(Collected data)
'''

PR #7203, opened 2023-11-28
Use globals variables for standard input/output

voxik:
Replace use of `STDIN`, `STDOUT` and `STDERR` constants by their `$stdin`, `$stdout` and `$stderr` global variable equivalents.

This enables easier testing via standard means, such as `assert_output` for minitest or `expect { print 'foo' }.to output.to_stdout` for RSpec test suites.

In eaa315b95ee4887f1980a5819a05dc2d3d49f4c1 the `Gem::MockGemUi` was hidden from external use, breaking other [project](https://github.com/enkessler/childprocess/issues/190) test cases. I thought it should be pretty straight forward to not use the `Gem::MockGemUi`, so the test case could look like:

~~~
expect { gemspec.validate }.not_to output(/warn/i).to_stderr
~~~

However, RubyGems using `STDERR`, that did not work.

I can't see why RubyGems should use `STDERR`, when it could use `$stderr` instead, enabling usage of standard test frameworks methods to check the output.

However, I have not tried to execute the test suite, so I might be surprised.

Please note that there are also other places where the constants are still used, especially in Bundler.

### DIFF
--- a/lib/rubygems/user_interaction.rb
+++ b/lib/rubygems/user_interaction.rb
@@ -193,7 +193,7 @@ class Gem::StreamUI
   # then special operations (like asking for passwords) will use the TTY
   # commands to disable character echo.
 
-  def initialize(in_stream, out_stream, err_stream=STDERR, usetty=true)
+  def initialize(in_stream, out_stream, err_stream=$stderr, usetty=true)
     @ins = in_stream
     @outs = out_stream
     @errs = err_stream
@@ -591,8 +591,8 @@ class Gem::StreamUI
 end
 
 ##
-# Subclass of StreamUI that instantiates the user interaction using STDIN,
-# STDOUT, and STDERR.
+# Subclass of StreamUI that instantiates the user interaction using $stdin,
+# $stdout, and $stderr.
 
 class Gem::ConsoleUI < Gem::StreamUI
   ##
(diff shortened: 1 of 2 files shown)


voxik:
I have also included test case. Not sure about the new file name, but it follows the `test/rubygems/test_gem_stream_ui.rb` example. It actually used to be `test/rubygems/test_user_interaction.rb` file, but it was [renamed ~15 years ago](https://github.com/rubygems/rubygems/commit/8c054fdc9676f912b6464961854ff10fe1c9940c#diff-bf2d940d6d9da9f9d6d61594746f2b722eb76382c173668e8ca324ca9a768c20) 🤷‍♂️

martinemde (approved):
While this is best practice in most ruby programs, it is a potential behavior change. STDOUT should always be constant (at least a warning is printed if it changes), $stdout can and does get changed.

The only complication I can imagine is cases where rubygems is relying on $stderr to print feedback and there is a possibility of running other code that could redefine $stdout, preventing rubygems from giving user feedback.

For example, is it possible for a gem exec call to load a gem that redefines stdout/stderr causing gem exec's own output to get suppressed?

In my opinion this isn't a big concern. Redefining stdout is rare and usually leakage is annoying rather than useful. However, rubygems is such a low level library, I would not be surprised if it's expected to ignore this (like how ruby should still show a crash or interpreter warnings even if stdout is redefined)

voxik:
I have the same concerns :innocent: However, what might be the situation when application redefines `$stderr` while it would still like to keep RubyGems error output somewhere else is beyond me. Right, it is behavior change in a way, that suddenly RubyGems output will be mixed with the application output, but that might be concern e.g. for test suite and not for real life situation. Anyway, I still consider this change for good.

martinemde:
@deivid-rodriguez did I understand you right about merging this? I'm happy with this change myself and we'll see if it causes any issues 🫣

'''

WORK ITEM: Copy out each line of the data that has the word "with" in it.

EXPECTED ANSWER:
I have the same concerns :innocent: However, what might be the situation when application redefines `$stderr` while it would still like to keep RubyGems error output somewhere else is beyond me. Right, it is behavior change in a way, that suddenly RubyGems output will be mixed with the application output, but that might be concern e.g. for test suite and not for real life situation. Anyway, I still consider this change for good.
@deivid-rodriguez did I understand you right about merging this? I'm happy with this change myself and we'll see if it causes any issues 🫣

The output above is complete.